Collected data
━━━━━━━━━━

PR #3843, opened 2024-08-25
Make TB tree traversal bottom-up

JoJoDeveloping:
In preparation for #3837, the tree traversal needs to be made bottom-up, because the current top-down tree traversal, coupled with that PR's changes to the garbage collector, can introduce non-deterministic error messages if the GC removes a parent tag of the accessed tag that would have triggered the error first.

This is a breaking change for the diagnostics emitted by TB. The implemented semantics stay the same.

### DIFF
--- a/src/borrow_tracker/tree_borrows/tree.rs
+++ b/src/borrow_tracker/tree_borrows/tree.rs
@@ -302,7 +302,20 @@ enum ContinueTraversal {
     SkipSelfAndChildren,
 }
 
+#[derive(Clone, Copy)]
+pub enum ChildrenVisitMode {
+    VisitChildrenOfAccessed,
+    SkipChildrenOfAccessed,
+}
+
+enum RecursionState {
+    BeforeChildren,
+    AfterChildren,
+}
+
 /// Stack of nodes left to explore in a tree traversal.
+/// See the docs of `traverse_this_parents_children_other` for details on the
+/// traversal order.
 struct TreeVisitorStack<NodeContinue, NodeApp, ErrHandler> {
     /// Identifier of the original access.
     initial: UniIndex,
@@ -316,10 +329,12 @@ struct TreeVisitorStack<NodeContinue, NodeApp, ErrHandler> {
     /// Mutable state of the visit: the tags left to handle.
     /// Every tag pushed should eventually be handled,
     /// and the precise order is relevant for diagnostics.
-    /// Since the traversal is bottom-up, we need to remember
-    /// whether we're here initially (false) or after visiting all
-    /// children (true). The bool indicates this.
-    stack: Vec<(UniIndex, AccessRelatedness, bool)>,
+    /// Since the traversal is piecewise bottom-up, we need to
+    /// remember whether we're here initially, or after visiting all children.
+    /// The last element indicates this.
+    /// This is just an artifact of how you hand-roll recursion,
+    /// it does not have a deeper meaning otherwise.
+    stack: Vec<(UniIndex, AccessRelatedness, RecursionState)>,
 }
 
 impl<NodeContinue, NodeApp, InnErr, OutErr, ErrHandler>
@@ -362,64 +377,85 @@ where
         &mut self,
         this: &mut TreeVisitor<'_>,
         accessed_node: UniIndex,
-        push_children_of_accessed: bool,
+        visit_children: ChildrenVisitMode,
     ) -> Result<(), OutErr> {
+        // We want to visit the accessed node's children first.
+        // However, we will below walk up our parents and push their children (our cousins)
+        // onto the stack. To ensure correct iteration order, this method thus finishes
+        // by reversing the stack. This only works if the stack is empty initially.
         assert!(self.stack.is_empty());
         // First, handle accessed node. A bunch of things need to
         // be handled differently here compared to the further parents
         // of `accesssed_node`.
         {
             self.propagate_at(this, accessed_node, AccessRelatedness::This)?;
-            if push_children_of_accessed {
+            if matches!(visit_children, ChildrenVisitMode::VisitChildrenOfAccessed) {
                 let accessed_node = this.nodes.get(accessed_node).unwrap();
+                // We `rev()` here because we reverse the entire stack later.
                 for &child in accessed_node.children.iter().rev() {
-                    self.stack.push((child, AccessRelatedness::AncestorAccess, false));
+                    self.stack.push((
+                        child,
+                        AccessRelatedness::AncestorAccess,
+                        RecursionState::BeforeChildren,
+                    ));
                 }
             }
         }
-        // Then, handle the accessed node's parent. Here, we need to
+        // Then, handle the accessed node's parents. Here, we need to
         // make sure we only mark the "cousin" subtrees for later visitation,
         // not the subtree that contains the accessed node.
         let mut last_node = accessed_node;
         while let Some(current) = this.nodes.get(last_node).unwrap().parent {
             self.propagate_at(this, current, AccessRelatedness::StrictChildAccess)?;
             let node = this.nodes.get(current).unwrap();
+            // We `rev()` here because we reverse the entire stack later.
             for &child in node.children.iter().rev() {
                 if last_node == child {
                     continue;
                 }
-                self.stack.push((child, AccessRelatedness::DistantAccess, false));
+                self.stack.push((
+                    child,
+                    AccessRelatedness::DistantAccess,
+                    RecursionState::BeforeChildren,
+                ));
             }
             last_node = current;
         }
+        // Reverse the stack, as discussed above.
         self.stack.reverse();
         Ok(())
     }
 
     fn finish_foreign_accesses(&mut self, this: &mut TreeVisitor<'_>) -> Result<(), OutErr> {
-        while let Some((idx, rel_pos, is_final)) = self.stack.last_mut() {
+        while let Some((idx, rel_pos, step)) = self.stack.last_mut() {
             let idx = *idx;
             let rel_pos = *rel_pos;
-            if *is_final {
-                self.stack.pop();
-                self.propagate_at(this, idx, rel_pos)?;
-            } else {
-                *is_final = true;
-                let handle_children = self.should_continue_at(this, idx, rel_pos);
-                match handle_children {
-                    ContinueTraversal::Recurse => {
-                        // add all children, and also leave the node itself
-                        // on the stack so that it can be visited later.
-                        let node = this.nodes.get(idx).unwrap();
-                        for &child in node.children.iter() {
-                            self.stack.push((child, rel_pos, false));
+            match *step {
+                // How to do bottom-up traversal, 101: Before you handle a node, you handle all children.
+                // For this, you must first find the children, which is what this code here does.
+                RecursionState::BeforeChildren => {
+                    // Next time we come back will be when all the children are handled.
+                    *step = RecursionState::AfterChildren;
+                    // Now push the children, except if we are told to skip this subtree.
+                    let handle_children = self.should_continue_at(this, idx, rel_pos);
+                    match handle_children {
+                        ContinueTraversal::Recurse => {
+                            let node = this.nodes.get(idx).unwrap();
+                            for &child in node.children.iter() {
+                                self.stack.push((child, rel_pos, RecursionState::BeforeChildren));
+                            }
+                        }
+                        ContinueTraversal::SkipSelfAndChildren => {
+                            // skip self
+                            self.stack.pop();
+                            continue;
                         }
                     }
-                    ContinueTraversal::SkipSelfAndChildren => {
-                        // skip self
-                        self.stack.pop();
-                        continue;
-                    }
+                }
+                // All the children are handled, let's actually visit this node
+                RecursionState::AfterChildren => {
+                    self.stack.pop();
+                    self.propagate_at(this, idx, rel_pos)?;
                 }
             }
         }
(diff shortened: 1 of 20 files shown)


src/borrow_tracker/tree_borrows/tree.rs
```diff
@@ -282,166 +292,195 @@ struct TreeVisitor<'tree> {
...
     f_propagate: NodeApp,
     /// Handler to add the required context to diagnostics.
     err_builder: ErrHandler,
     /// Mutable state of the visit: the tags left to handle.
     /// Every tag pushed should eventually be handled,
     /// and the precise order is relevant for diagnostics.
-    stack: Vec<(UniIndex, AccessRelatedness)>,
+    /// Since the traversal is bottom-up, we need to remember
+    /// whether we're here initially (false) or after visiting all
+    /// children (true). The bool indicates this.
```
RalfJung, line 314: If it is bottom-up, the access would always be after visiting all children, right?

src/borrow_tracker/tree_borrows/tree.rs
```diff
@@ -282,166 +292,195 @@ struct TreeVisitor<'tree> {
...
+        assert!(self.stack.is_empty());
+        // First, handle accessed node. A bunch of things need to
+        // be handled differently here compared to the further parents
+        // of `accesssed_node`.
+        {
+            self.propagate_at(this, accessed_node, AccessRelatedness::This)?;
+            if push_children_of_accessed {
+                let accessed_node = this.nodes.get(accessed_node).unwrap();
+                for &child in accessed_node.children.iter().rev() {
+                    self.stack.push((child, AccessRelatedness::AncestorAccess, false));
```
RalfJung, line 369: Please either use an `enum` instead of just `false` here, or make this something like `/* after_children */ false` or so.

src/borrow_tracker/tree_borrows/tree.rs
```diff
@@ -282,166 +292,195 @@ struct TreeVisitor<'tree> {
...
+        Self { initial, f_continue, f_propagate, err_builder, stack: Vec::new() }
     }
 }
 
 impl<'tree> TreeVisitor<'tree> {
-    // Applies `f_propagate` to every vertex of the tree top-down in the following order: first
-    // all ancestors of `start`, then `start` itself, then children of `start`, then the rest.
+    // Applies `f_propagate` to every vertex of the tree bottom-up in the following order: first
+    // all ancestors of `start` (starting with `start` itself), then children of `start`, then the rest,
+    // always going bottom-up.
```
RalfJung, line 435: I am confused. It may be good to have a little image here or so explaining the order. It seems like we're jumping up and down the tree pretty wild here? First move up from `start`, then jump to the bottom and move towards `start`, and jump to other leaves and move towards ancestors of `start`?

Maybe call this "piecewise bottom-up" to make it clear that this is not a normal bottom-up traversal.

That's a very strange iteration order. I guess the key point is that for TB correctness, the order does not matter, so this only affects error messages? If so, then please say that explicitly.

tests/fail/both_borrows/alias_through_mutation.tree.stderr
```diff
@@ -5,24 +5,18 @@ LL |     let _val = *target_alias;
    |                ^^^^^^^^^^^^^ read access through <TAG> at ALLOC[0x0] is forbidden
    |
    = help: this indicates a potential bug in the program: it performed an invalid operation, but the Tree Borrows rules it violated are still experimental
-   = help: the accessed tag <TAG> is a child of the conflicting tag <TAG>
-   = help: the conflicting tag <TAG> has state Disabled which forbids this child read access
-help: the accessed tag <TAG> was created here
+   = help: the accessed tag <TAG> has state Disabled which forbids this child read access
+help: the accessed tag <TAG> was created here, in the initial state Frozen
```
RalfJung, line 9: I like these changes! If the access is UB by looking juts at the accessed tag, we shouldn't be pointing at some parent instead.

src/borrow_tracker/tree_borrows/tree.rs
JoJoDeveloping: Well, yes, but actually no. There is infrastructure for having the visitation skip entire subtrees if it would not change anything. This is done by remembering the last visit, and if the last visit was a foreign read, and the next visit is a foreign read, then it skips that.

(Note: I just realized that this may be unsound to do in combination with `lazy`, let me check.. But that's the motivation for visiting everything twice).

JoJoDeveloping: Indeed, skipping subtree updates the way we do currently is, eh, wrong and broken :grimacing:  See https://github.com/rust-lang/miri/issues/3846. We should find a solution to that before we continue here.

JoJoDeveloping: And independently of that infrastructure, you must first _get to_ the child to visit. For this you need to walk down.

RalfJung: This comment makes a lot more sense after reading the other comments further down that explain the actual iteration order. :)  I wouldn't quite call this "bottom-up".

RalfJung:
That's fancy. :-)

The best way to put this in ASCII is probably to label each node with a number, indicating its position in the traversal. Also we can use a smaller tree, it doesn't have to be quite so deep and wide.

src/borrow_tracker/tree_borrows/tree.rs
JoJoDeveloping: I added an ASCII art iamge.

src/borrow_tracker/tree_borrows/tree.rs
RalfJung: This is not resolved yet -- there's no enum and no comment.

I think an enum would be better.

src/borrow_tracker/tree_borrows/tree.rs
```diff
@@ -285,166 +299,224 @@ struct TreeVisitor<'tree> {
...
+        {
+            self.propagate_at(this, accessed_node, AccessRelatedness::This)?;
+            if matches!(visit_children, ChildrenVisitMode::VisitChildrenOfAccessed) {
+                let accessed_node = this.nodes.get(accessed_node).unwrap();
+                for &child in accessed_node.children.iter().rev() {
+                    self.stack.push((child, AccessRelatedness::AncestorAccess, false));
                 }
             }
         }
+        // Then, handle the accessed node's parent. Here, we need to
```
RalfJung, line 386:
```suggestion
        // Then, handle the accessed node's parents. Here, we need to
```

src/borrow_tracker/tree_borrows/tree.rs
JoJoDeveloping: Ah whoops, I misidentified this line. I thought you meant the argument to that method, not the transient internal element that is pushed onto the encapsulated stack.

src/borrow_tracker/tree_borrows/tree.rs
```diff
@@ -285,166 +299,224 @@ struct TreeVisitor<'tree> {
...
-        while let Some((idx, rel_pos)) = self.stack.pop() {
-            self.exec_and_visit(visitor, idx, /* no children to exclude */ None, rel_pos)?;
+    fn finish_foreign_accesses(&mut self, this: &mut TreeVisitor<'_>) -> Result<(), OutErr> {
+        while let Some((idx, rel_pos, is_final)) = self.stack.last_mut() {
+            let idx = *idx;
+            let rel_pos = *rel_pos;
+            if *is_final {
+                self.stack.pop();
+                self.propagate_at(this, idx, rel_pos)?;
+            } else {
```
RalfJung, line 412: I think this is easier to follow if the order of the code matches the execution order. Also, please add comments.

src/borrow_tracker/tree_borrows/tree.rs
```diff
@@ -285,166 +299,224 @@ struct TreeVisitor<'tree> {
...
+            let node = this.nodes.get(current).unwrap();
+            for &child in node.children.iter().rev() {
+                if last_node == child {
+                    continue;
+                }
+                self.stack.push((child, AccessRelatedness::DistantAccess, false));
+            }
+            last_node = current;
+        }
+        self.stack.reverse();
```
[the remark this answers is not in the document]
JoJoDeveloping: yes, we're flipping it so that later, the children of the first node are popped first. This is also why we iterate the children `rev()`'ed here.

src/borrow_tracker/tree_borrows/tree.rs
JoJoDeveloping: I really don't know what to call them, except for `Phase1` and `Phase2`, or maybe `BeforeTheRecursiveCallsIfThisWasWrittenAsARecursiveFunction` and `AfterTheRecursiveCallsIfThisWasWrittenAsARecursiveFunction`.

src/borrow_tracker/tree_borrows/tree.rs
```diff
@@ -323,9 +328,11 @@ struct TreeVisitorStack<NodeContinue, NodeApp, ErrHandler> {
     /// Every tag pushed should eventually be handled,
     /// and the precise order is relevant for diagnostics.
     /// Since the traversal is piecewise bottom-up, we need to
-    /// remember whether we're here initially (false) or after
-    /// visiting all children (true). The bool indicates this.
-    stack: Vec<(UniIndex, AccessRelatedness, bool)>,
+    /// remember whether we're here initially  or after visiting all children.
```
RalfJung, line 331:
```suggestion
    /// remember whether we're here initially or after visiting all children.
```

src/borrow_tracker/tree_borrows/tree.rs
```diff
@@ -370,6 +377,11 @@ where
         accessed_node: UniIndex,
         visit_children: ChildrenVisitMode,
     ) -> Result<(), OutErr> {
+        // Since we go bottom-up, we push the accessed node's children first,
+        // so that they are at the bottom of the stack. But later, in `finish_foreign_accesses`
+        // we want to start visiting these children of the accessed node first.
+        // So this method finishes by reversing the stack. This only works if
+        // the stack is empty initially.
```
RalfJung, line 384: Now I am even more confused... we add them first since we want to visit them first, but later we reverse so they aren't actually first then...?

src/borrow_tracker/tree_borrows/tree.rs
```diff
@@ -471,6 +500,10 @@ impl<'tree> TreeVisitor<'tree> {
     // visiting the subtree at that node. If it e.g. returns `SkipSelfAndChildren` on node 6
     // above, then nodes 5 _and_ 6 would not be visited by `f_propagate`. It is not used for
     // notes having a child access (nodes 1, 2, 3).
+    //
+    // Finally, remember that the iteration order is not relevant for UB, it only affects
+    // diagnostics. It also affects tree traversal optimizations build on top of this, so
```
RalfJung, line 505:
```suggestion
    // diagnostics. It also affects tree traversal optimizations built on top of this, so
```

src/borrow_tracker/tree_borrows/tree.rs
JoJoDeveloping: It's a stack. Usually, the things you add first are visited last. Since we visit the accessed node first, it's children would usually go last. This is why we `reverse()`.

src/borrow_tracker/tree_borrows/tree.rs
```diff
@@ -285,166 +299,257 @@ struct TreeVisitor<'tree> {
...
+        &mut self,
+        this: &mut TreeVisitor<'_>,
+        accessed_node: UniIndex,
+        visit_children: ChildrenVisitMode,
+    ) -> Result<(), OutErr> {
+        // Since we go bottom-up, we push the accessed node's children first,
+        // so that they are at the bottom of the stack. But later, in `finish_foreign_accesses`
+        // we want to start visiting these children of the accessed node first.
+        // So this method finishes by reversing the stack. This only works if
+        // the stack is empty initially.
```
RalfJung, line 384:
```suggestion
        // We want to visit the accessed node's children first.
        // However, we will below walk up our parents and push their children (our cousins)
        // onto the stack. To ensure correct iteration order, this method thus finishes
        // by reversing the stack. This only works if the stack is empty initially.
```

src/borrow_tracker/tree_borrows/tree.rs
```diff
@@ -285,166 +299,257 @@ struct TreeVisitor<'tree> {
...
+        err_builder: ErrHandler,
+    ) -> Self {
+        Self { initial, f_continue, f_propagate, err_builder, stack: Vec::new() }
     }
 }
 
 impl<'tree> TreeVisitor<'tree> {
-    // Applies `f_propagate` to every vertex of the tree top-down in the following order: first
-    // all ancestors of `start`, then `start` itself, then children of `start`, then the rest.
+    // Applies `f_propagate` to every vertex of the tree in a piecewise bottom-up way: First, visit
```
RalfJung, line 475: Can you make this a doc comment, i.e. make all the `//` into `///`?

src/borrow_tracker/tree_borrows/tree.rs
```diff
@@ -285,166 +299,257 @@ struct TreeVisitor<'tree> {
...
+    VisitChildrenOfAccessed,
+    SkipChildrenOfAccessed,
+}
+
+enum RecursionState {
+    BeforeChildren,
+    AfterChildren,
 }
 
 /// Stack of nodes left to explore in a tree traversal.
```
RalfJung, line 316:
```suggestion
/// Stack of nodes left to explore in a tree traversal.
/// See the docs of `traverse_this_parents_children_other` for details on the
/// traversal order.
```

src/borrow_tracker/tree_borrows/tree.rs
JoJoDeveloping: Yes, but I would like to point out it wasn't one before.

RalfJung: I saw that. :)

JoJoDeveloping:
Help how do I get rustdoc to like my ASCII art :laughing:

RalfJung:
Looks good! But please squash the history a little. :)

JoJoDeveloping:
> But please squash the history a little. :)

Squashed! Let's hope that CI is happy this time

━━━━━━━━━━

-- TASK STATEMENT --
Look through the entries above and copy each line that has "call" in it.

-- YOUR RESPONSE --
Maybe call this "piecewise bottom-up" to make it clear that this is not a normal bottom-up traversal.
RalfJung: This comment makes a lot more sense after reading the other comments further down that explain the actual iteration order. :)  I wouldn't quite call this "bottom-up".
JoJoDeveloping: I really don't know what to call them, except for `Phase1` and `Phase2`, or maybe `BeforeTheRecursiveCallsIfThisWasWrittenAsARecursiveFunction` and `AfterTheRecursiveCallsIfThisWasWrittenAsARecursiveFunction`.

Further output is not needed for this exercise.